But, I'm not sure: significant things demand significant attention. And I'm not sure if, in this case, significant attention requires something as significant as it's own website. I mean, after all, Brett and Lenore did it. They took the plunge. They tried to orchestrate their own little construction in the midst of a larger one.
A decision is immenent: I pondered it a little, even stretching to consider a domain name fitting for the grand event. But I think, perhaps, that this -- here -- is where this site becomes more interesting. And so, simply, I'll avoid the tangled distractions of yet another website, and focus my energies here. And begin the bold story of another, less abstract garden, somewhere in a little prairie town called Edmonton.
Thus: a new theme... build and home. The story of the following, begins:
The city, it seems, has woven us a step deeper into it's patterns. It hasn't consumed us, but rather than rootless waifs dancing across its surface, we are setting tendrils and finding our place. Last night, amidst a flury of random emotions, we started a "file."
Oh, it's not a big file. It's just a thin little legal-sized pile of documents. But it's our file, with our names on it, and some numbers that would be meaningless beyond the context of us.
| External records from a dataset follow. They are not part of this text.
PR #369, opened 2019-03-11
EZP-30284: As a v2 User I want optimized cache for better performance

andrerom:
Story: https://jira.ez.no/browse/EZP-30284

Takes advantage of optimized File and Redis cache adapters provided by:
https://github.com/ezsystems/symfony-tools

Last night we sat down, created some simple sheets of paper, tucked them away in the safe confines of something larger than anything we can imagine right now, and set a cascading snowball in motion that will ultimately lead to us orchestrating the chain of events. Those events, pending a million unsettled factors will -- in a few years time -- and stetching year imortal, find me standing in a small patch dirt, pulling weeds and tending the few little bits of life that etch themselves into some managable meaning between the tides of everything that makes us human. A lot, a yard, a block of cement that creates a drive leading up to a complex entangled structure, otherwise known as a house.
It's a frightening thing. Consuming. Yet, powerful. Fundamental. And, reassuring that everything is worth something. Eventually.
September 29, 2004 after 11AM
| friends
, house
, meta
| maybe more»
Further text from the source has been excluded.